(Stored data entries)

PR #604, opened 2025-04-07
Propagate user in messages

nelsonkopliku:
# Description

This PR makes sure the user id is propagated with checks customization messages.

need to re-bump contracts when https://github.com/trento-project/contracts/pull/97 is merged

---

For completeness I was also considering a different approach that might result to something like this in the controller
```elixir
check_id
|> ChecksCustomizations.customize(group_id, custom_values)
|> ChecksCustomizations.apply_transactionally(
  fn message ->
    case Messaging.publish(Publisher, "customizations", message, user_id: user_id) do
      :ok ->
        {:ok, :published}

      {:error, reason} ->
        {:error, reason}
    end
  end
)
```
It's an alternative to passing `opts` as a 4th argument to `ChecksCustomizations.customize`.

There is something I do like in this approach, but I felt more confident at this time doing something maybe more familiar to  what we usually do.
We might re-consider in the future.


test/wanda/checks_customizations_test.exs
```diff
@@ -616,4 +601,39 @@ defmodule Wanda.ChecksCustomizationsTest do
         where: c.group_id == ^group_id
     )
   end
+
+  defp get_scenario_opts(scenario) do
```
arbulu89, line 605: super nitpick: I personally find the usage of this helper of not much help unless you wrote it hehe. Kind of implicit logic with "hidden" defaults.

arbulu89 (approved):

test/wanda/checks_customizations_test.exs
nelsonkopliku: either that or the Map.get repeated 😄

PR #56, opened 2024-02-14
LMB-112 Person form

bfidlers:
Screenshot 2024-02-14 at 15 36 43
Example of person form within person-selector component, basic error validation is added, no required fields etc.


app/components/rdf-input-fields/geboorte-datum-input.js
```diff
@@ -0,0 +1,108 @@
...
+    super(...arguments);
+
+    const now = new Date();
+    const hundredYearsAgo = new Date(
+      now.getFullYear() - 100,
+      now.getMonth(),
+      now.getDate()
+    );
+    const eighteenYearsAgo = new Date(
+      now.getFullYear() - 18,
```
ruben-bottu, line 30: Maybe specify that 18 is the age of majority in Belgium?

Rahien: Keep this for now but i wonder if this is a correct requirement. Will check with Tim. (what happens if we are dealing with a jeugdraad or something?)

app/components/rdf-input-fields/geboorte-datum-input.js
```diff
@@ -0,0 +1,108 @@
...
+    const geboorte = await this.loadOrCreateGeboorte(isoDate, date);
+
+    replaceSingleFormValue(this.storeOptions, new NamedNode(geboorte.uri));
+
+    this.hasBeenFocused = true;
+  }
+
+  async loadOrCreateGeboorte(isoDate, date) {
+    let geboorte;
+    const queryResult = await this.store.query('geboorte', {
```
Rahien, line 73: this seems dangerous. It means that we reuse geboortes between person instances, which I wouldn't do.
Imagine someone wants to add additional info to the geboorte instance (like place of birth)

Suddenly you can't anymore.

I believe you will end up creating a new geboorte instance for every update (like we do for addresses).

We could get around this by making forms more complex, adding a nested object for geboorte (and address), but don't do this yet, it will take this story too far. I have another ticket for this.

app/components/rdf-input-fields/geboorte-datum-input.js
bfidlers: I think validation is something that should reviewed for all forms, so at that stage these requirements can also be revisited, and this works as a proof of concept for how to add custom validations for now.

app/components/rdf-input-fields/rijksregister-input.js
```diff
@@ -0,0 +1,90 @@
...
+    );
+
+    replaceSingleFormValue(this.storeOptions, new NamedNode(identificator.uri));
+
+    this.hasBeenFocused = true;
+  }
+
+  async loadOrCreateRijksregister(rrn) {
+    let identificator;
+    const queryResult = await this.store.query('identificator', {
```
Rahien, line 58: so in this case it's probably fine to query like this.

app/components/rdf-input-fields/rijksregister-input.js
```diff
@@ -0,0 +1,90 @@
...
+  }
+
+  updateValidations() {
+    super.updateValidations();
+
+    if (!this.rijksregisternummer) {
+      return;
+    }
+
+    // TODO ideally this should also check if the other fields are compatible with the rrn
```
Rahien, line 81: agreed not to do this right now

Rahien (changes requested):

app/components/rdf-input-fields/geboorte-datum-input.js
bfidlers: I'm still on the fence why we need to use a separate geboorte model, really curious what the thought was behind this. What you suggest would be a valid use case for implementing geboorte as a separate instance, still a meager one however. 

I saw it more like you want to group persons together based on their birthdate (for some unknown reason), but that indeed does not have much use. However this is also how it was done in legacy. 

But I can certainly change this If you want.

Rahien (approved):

==

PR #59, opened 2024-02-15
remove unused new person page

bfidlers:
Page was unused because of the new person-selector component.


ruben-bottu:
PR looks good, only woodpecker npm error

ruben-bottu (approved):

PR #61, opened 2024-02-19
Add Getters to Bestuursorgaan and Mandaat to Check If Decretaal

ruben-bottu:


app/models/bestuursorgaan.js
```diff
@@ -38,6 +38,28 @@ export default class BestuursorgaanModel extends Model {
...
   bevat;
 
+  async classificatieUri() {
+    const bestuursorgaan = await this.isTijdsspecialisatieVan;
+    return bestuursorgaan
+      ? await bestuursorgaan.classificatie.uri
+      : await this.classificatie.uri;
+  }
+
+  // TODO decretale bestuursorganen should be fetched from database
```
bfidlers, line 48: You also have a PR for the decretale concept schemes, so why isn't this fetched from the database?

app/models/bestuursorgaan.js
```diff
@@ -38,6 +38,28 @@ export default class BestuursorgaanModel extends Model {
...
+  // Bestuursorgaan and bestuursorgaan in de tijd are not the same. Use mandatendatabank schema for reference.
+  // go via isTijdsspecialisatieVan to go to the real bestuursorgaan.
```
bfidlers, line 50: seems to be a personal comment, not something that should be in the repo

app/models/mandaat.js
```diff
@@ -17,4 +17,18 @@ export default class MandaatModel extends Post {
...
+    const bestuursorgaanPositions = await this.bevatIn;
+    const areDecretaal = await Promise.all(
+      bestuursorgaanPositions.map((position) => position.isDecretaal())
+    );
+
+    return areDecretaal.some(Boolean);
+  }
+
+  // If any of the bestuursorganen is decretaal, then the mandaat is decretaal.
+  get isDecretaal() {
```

* * *

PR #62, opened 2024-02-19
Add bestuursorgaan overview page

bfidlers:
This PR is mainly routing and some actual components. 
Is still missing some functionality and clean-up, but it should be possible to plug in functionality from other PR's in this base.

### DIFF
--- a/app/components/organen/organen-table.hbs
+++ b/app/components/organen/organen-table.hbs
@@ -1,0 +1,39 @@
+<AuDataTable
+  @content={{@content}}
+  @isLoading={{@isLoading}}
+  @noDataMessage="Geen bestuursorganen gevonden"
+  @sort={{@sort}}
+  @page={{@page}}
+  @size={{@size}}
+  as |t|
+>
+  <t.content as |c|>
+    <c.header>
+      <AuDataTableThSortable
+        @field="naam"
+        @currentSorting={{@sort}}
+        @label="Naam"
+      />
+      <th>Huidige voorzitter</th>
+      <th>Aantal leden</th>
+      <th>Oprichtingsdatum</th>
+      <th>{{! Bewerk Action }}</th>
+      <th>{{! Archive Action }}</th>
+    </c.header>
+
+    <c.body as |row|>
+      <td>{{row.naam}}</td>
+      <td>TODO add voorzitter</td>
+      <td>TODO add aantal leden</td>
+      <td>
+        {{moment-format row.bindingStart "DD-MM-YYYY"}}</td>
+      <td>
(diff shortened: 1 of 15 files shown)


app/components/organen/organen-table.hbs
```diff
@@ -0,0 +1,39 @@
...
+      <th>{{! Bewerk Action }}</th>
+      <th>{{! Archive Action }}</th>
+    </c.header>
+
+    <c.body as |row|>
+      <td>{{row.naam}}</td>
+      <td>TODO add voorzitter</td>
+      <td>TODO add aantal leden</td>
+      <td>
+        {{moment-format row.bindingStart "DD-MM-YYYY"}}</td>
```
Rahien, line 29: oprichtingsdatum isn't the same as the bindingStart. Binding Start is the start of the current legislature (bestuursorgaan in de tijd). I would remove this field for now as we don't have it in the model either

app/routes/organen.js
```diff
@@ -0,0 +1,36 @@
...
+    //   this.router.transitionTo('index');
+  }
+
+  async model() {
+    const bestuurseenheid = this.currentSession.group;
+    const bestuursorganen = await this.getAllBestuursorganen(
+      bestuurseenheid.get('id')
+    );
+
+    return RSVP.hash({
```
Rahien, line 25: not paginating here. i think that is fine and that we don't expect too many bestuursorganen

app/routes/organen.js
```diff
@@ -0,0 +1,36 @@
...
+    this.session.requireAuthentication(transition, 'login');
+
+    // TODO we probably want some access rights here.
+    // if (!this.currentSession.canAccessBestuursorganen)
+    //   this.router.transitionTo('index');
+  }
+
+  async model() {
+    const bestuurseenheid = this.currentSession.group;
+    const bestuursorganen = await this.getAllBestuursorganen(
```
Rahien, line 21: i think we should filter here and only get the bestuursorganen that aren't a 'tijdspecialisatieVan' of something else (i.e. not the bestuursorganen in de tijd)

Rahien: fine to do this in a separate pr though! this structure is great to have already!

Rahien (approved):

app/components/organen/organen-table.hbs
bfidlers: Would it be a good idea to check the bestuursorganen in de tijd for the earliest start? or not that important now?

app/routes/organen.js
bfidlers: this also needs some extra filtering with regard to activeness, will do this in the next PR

• What is expected:
Filter the records above for "approach" and copy every matching line.

• Exercise answer:
For completeness I was also considering a different approach that might result to something like this in the controller
There is something I do like in this approach, but I felt more confident at this time doing something maybe more familiar to  what we usually do.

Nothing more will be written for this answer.